§ Work required
Repeat the listing in full, preserving every character.
· · ·
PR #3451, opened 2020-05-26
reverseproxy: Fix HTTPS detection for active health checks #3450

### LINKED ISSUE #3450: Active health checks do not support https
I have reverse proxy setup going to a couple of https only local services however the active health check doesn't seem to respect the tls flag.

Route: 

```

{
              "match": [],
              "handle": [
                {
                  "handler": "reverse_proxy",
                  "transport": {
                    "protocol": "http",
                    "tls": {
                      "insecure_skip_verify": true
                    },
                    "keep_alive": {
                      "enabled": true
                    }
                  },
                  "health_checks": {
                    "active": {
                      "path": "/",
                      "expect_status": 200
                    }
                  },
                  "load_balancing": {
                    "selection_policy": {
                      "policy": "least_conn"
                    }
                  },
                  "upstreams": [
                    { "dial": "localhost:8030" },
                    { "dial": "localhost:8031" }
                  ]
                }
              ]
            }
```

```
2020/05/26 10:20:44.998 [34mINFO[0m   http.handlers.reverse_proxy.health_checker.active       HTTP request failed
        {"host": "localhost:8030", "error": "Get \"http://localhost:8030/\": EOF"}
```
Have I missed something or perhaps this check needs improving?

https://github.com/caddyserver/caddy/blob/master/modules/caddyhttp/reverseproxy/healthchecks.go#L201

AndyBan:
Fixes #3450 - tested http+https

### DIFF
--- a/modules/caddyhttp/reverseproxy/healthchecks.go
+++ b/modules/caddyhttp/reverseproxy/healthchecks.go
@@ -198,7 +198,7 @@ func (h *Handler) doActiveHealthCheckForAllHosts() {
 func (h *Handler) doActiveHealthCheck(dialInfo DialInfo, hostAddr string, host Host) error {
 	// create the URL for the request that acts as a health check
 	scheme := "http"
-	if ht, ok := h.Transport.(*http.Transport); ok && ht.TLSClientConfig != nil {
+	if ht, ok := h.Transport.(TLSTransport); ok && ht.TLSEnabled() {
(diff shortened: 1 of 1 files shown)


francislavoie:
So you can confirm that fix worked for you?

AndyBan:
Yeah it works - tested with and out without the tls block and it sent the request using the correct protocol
· · ·
§ Response area
PR #3451, opened 2020-05-26
reverseproxy: Fix HTTPS detection for active health checks #3450

### LINKED ISSUE #3450: Active health checks do not support https
I have reverse proxy setup going to a couple of https only local services however the active health check doesn't seem to respect the tls flag.

Route: 

```

{
              "match": [],
              "handle": [
                {
                  "handler": "reverse_proxy",
                  "transport": {
                    "protocol": "http",
                    "tls": {
                      "insecure_skip_verify": true
                    },
                    "keep_alive": {
                      "enabled": true
                    }
                  },
                  "health_checks": {
                    "active": {
                      "path": "/",
                      "expect_status": 200
                    }
                  },
                  "load_balancing": {
                    "selection_policy": {
                      "policy": "least_conn"
                    }
                  },
                  "upstreams": [
                    { "dial": "localhost:8030" },
                    { "dial": "localhost:8031" }
                  ]
                }
              ]
            }
```

```
2020/05/26 10:20:44.998 [34mINFO[0m   http.handlers.reverse_proxy.health_checker.active       HTTP request failed
        {"host": "localhost:8030", "error": "Get \"http://localhost:8030/\": EOF"}
```
Have I missed something or perhaps this check needs improving?

https://github.com/caddyserver/caddy/blob/master/modules/caddyhttp/reverseproxy/healthchecks.go#L201

AndyBan:
Fixes #3450 - tested http+https

### DIFF
--- a/modules/caddyhttp/reverseproxy/healthchecks.go
+++ b/modules/caddyhttp/reverseproxy/healthchecks.go
@@ -198,7 +198,7 @@ func (h *Handler) doActiveHealthCheckForAllHosts() {
 func (h *Handler) doActiveHealthCheck(dialInfo DialInfo, hostAddr string, host Host) error {
 	// create the URL for the request that acts as a health check
 	scheme := "http"
-	if ht, ok := h.Transport.(*http.Transport); ok && ht.TLSClientConfig != nil {
+	if ht, ok := h.Transport.(TLSTransport); ok && ht.TLSEnabled() {
(diff shortened: 1 of 1 files shown)


francislavoie:
So you can confirm that fix worked for you?

AndyBan:
Yeah it works - tested with and out without the tls block and it sent the request using the correct protocol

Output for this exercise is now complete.